PR #23062, opened 2025-06-03
refactor: Add new `PlPath` that abstracts over URI and PathBuf

coastalwhite:


nameexhaustion:
I am not sure about calling it `Address`, this to me gives the feeling of referring to a network server rather than the location of a file / folder. Could we maybe call it `enum PlPath` / `struct PlCloudPath` instead?

crates/polars-utils/src/address.rs
```diff
@@ -0,0 +1,354 @@
...
+#[derive(Debug, Clone, PartialEq, Eq, PartialOrd, Ord, Hash)]
+#[cfg_attr(feature = "serde", derive(serde::Serialize, serde::Deserialize))]
+#[cfg_attr(feature = "dsl-schema", derive(schemars::JsonSchema))]
+pub struct CloudAddress {
+    /// The scheme used in cloud e.g. `s3://` or `file://`.
+    scheme: CloudScheme,
+
+    /// The path to the specific file or directory. If the scheme is `None`, this is a `Path`
+    /// otherwise this is a `/` delimited string.
+    path: Box<OsStr>,
```
nameexhaustion: Why `OsStr`? I think cloud paths should always use `String` / `Box<str>`, all of the APIs we call into also expect an `&str` so it would be good to have this validation happen once at construction.

crates/polars-io/src/file_cache/cache.rs
```diff
@@ -166,16 +167,22 @@ impl FileCache {
...
+                    .get(p.to_str().unwrap())
+                    .map(Arc::clone)
+            },
+            PlPathRef::Cloud(p) => self
+                .entries
                 .read()
                 .unwrap()
-                .get(uri.to_str().unwrap())
-                .map(Arc::clone)
+                .get(p.to_string().as_str())
```
nameexhaustion: Can this avoid allocating?

crates/polars-utils/src/plpath.rs
```diff
@@ -0,0 +1,358 @@
...
+
+    pub fn scheme(&self) -> CloudScheme {
+        self.scheme
+    }
+
+    pub fn uri(&self) -> &str {
+        self.uri
+    }
+
+    pub fn offset_path(&self) -> &str {
```
nameexhaustion: nit: maybe call it `strip_scheme()`?

nameexhaustion:
Could we directly use `&PlPath` / `&PlCloudPath` instead of a separate `Ref` type?

coastalwhite:
> Could we directly use `&PlPath` / `&PlCloudPath` instead of a separate `Ref` type?

This would mean you require cloning `str` into `Box<str>` always. But might not be that much of a problem, honestly.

Work to be completed: Provide the count of lines in the records above that hold the word "unwrap", with no other text.

Finished exercise: 3